Distance Learning- a new avenue to higher education

Dr. M. Shamsher Ali

In the modern education system, Distance Education has turned out to be a paradigm shift in education with the development of information and communication technology. The dimension of the classroom has been extended up to the farthest horizon conceivable. As is known, Distance Education brings the teachers to the students rather than the students to the teachers. In a country like ours where the ratio of qualified teachers to students is awfully low, Distance Education is indeed a pro student phenomenon.

Distance Education provides a strategy to give a second chance to those who have missed the opportunity to enter higher education or those graduates who wish to reeducate themselves. Till a few years ago, the ingredients of Distance Education were suitably developed text materials, Audio-Video cassettes, limited public broadcasting and face-to-face tuition, once a week. In the recent past, however, Distance Education has undergone a technological transformation.

Now text materials are posted on the website and students a far-off places can download those from the computer. The students are given CD's containing lectures given by eminent scholars on the subject. The students can interact with the teachers via e-mail and telephone. This system has been used in the advanced countries for quite sometime.

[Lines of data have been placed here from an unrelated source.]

PR #2669, opened 2023-02-02
Updating Cypress from version 12.1.0 to 12.3.0

RobertoCassino:

This PR updates the cypress at apps/web/package.json (line 129) from version 12.1.0 to version 12.3.0.

4 CVEs were found in novu, the version of the Cypress testing framework is the root cause here, as the version used is 12.1.0 and it includes and old version of the packages like simple-git and others.


p-fernandez (commented):
Mind you to update it also in `/apps/widget` so we have the versions used in both apps aligned?

scopsy:
Let's see of tests will pass, last time i tried updating widget it didn't worked out :(

apps/widget/package.json
```diff
@@ -69,7 +69,7 @@
     "@types/react-router-dom": "^5.1.7",
     "craco-antd": "^1.19.0",
     "cross-env": "^7.0.3",
-    "cypress": "10.11.0",
+    "cypress": "12.3.0",
```
p-fernandez, line 72:
```suggestion
    "cypress": "^12.3.0",
```
So we both get it updated (web and widget) and just one single version in the dependency all the time.

p-fernandez (approved):
🌟

RobertoCassino:
> 🌟

Thanks @p-fernandez for approval, the end to end test for widget is still failing and I am not sure what the problem is for the api migration. We focused on replacing `.should()` with `.then()` in accordance to the manual provided by Cypress https://docs.cypress.io/guides/references/migration-guide#should. The test is now failing at `getNotifications()` on line 161 in `apps/widget/cypress/e2e/shell-embed.spec.ts`. This is weird, as the function is being used in multiple tests which are passing successfully. 

The exact point of failure is on line 167 where is trying to execute `cy.wrap(body).find(`[data-test-id="notification-list-item"]`);`. What would the next steps be?

p-fernandez:
> > 🌟
> 
> Thanks @p-fernandez for approval, the end to end test for widget is still failing and I am not sure what the problem is for the api migration. We focused on replacing `.should()` with `.then()` in accordance to the manual provided by Cypress https://docs.cypress.io/guides/references/migration-guide#should. The test is now failing at `getNotifications()` on line 161 in `apps/widget/cypress/e2e/shell-embed.spec.ts`. This is weird, as the function is being used in multiple tests which are passing successfully.
> 
> The exact point of failure is on line 167 where is trying to execute `cy.wrap(body).find(`[data-test-id="notification-list-item"]`);`. What would the next steps be?

We might need to revisit the test. Just double checking it is not a timeout issue from Cypress.

LetItRock:
@RobertoCassino I've fixed failing widget tests, hope they will pass now ;)

LetItRock:
@RobertoCassino @p-fernandez @scopsy
I see that the test is failing because of the race conditions in the cache, I'll inform @djabarovgeorge

scopsy:
@LetItRock seems like it's a flaky tests that also happens regardless of this PR. My suggestion is to merge this one and deal with the race condition in another PR. WDYT?

scopsy:
@pieterge end of the month are the usual monthly cadence, however I plan to release a hotfix release until the end of the week 🙏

Fortunately, however, in Bangladesh, this system has already been introduced. For example, Southeast University has been following the WEB, CD and E-Mail based approach for Distance Education for more than two years side-by-side with its Campus mode. More than 45% of the enrolled students avail themselves of Distance Education in different subjects.

In the early 90's when the Bangladesh Open University was set up, these technologies could not be used as WWW (World Wide Web) was not in place. Now, with the spread of ICT (Information and Communication Technology) facilities in different towns of the country, Distance Education has acquired a strong momentum. The clienteles of Distance Education form an interesting spectrum of young and adult students: Doctors, Engineers, Army Personnel, Bureaucrats are all participating at this program. And the gender balance is also very interesting. Thus, as has been emphasized in a recent meeting of UGC authorities and World Bank experts, and also the expert groups of this study "Distance Education is a supplementary and complimentary effort not confined to Open Universities alone, but an educational technology to be adopted, adapted and combined with face-to-face lecturing/interactions at all institutions of higher education." At the present moment, the public universities lag behind in this area because of resource constraints, but they should also catch up with the technological devices being used by some of the private universities for providing widespread education throughout the country at relatively reduced cost preserving, at the same time, the quality of education. This quality is especially ensured in view of the fact that the teachers providing Distance Education are constantly watched in their CD's for the correctness of theory, facts, and data as well as for the clarity of their expositions. In fact, teachers in Distance Education write on a national or even on a global blackboard, rather than on a classroom blackboard. Distance Education can therefore provide a tremendous potential for the training of teachers, a potential that could be used for the development of skills of teachers serving under the National university of Bangladesh.

The writer is a renowned Physicist and Educationist, at present working as Vice Chancellor of Southeast University.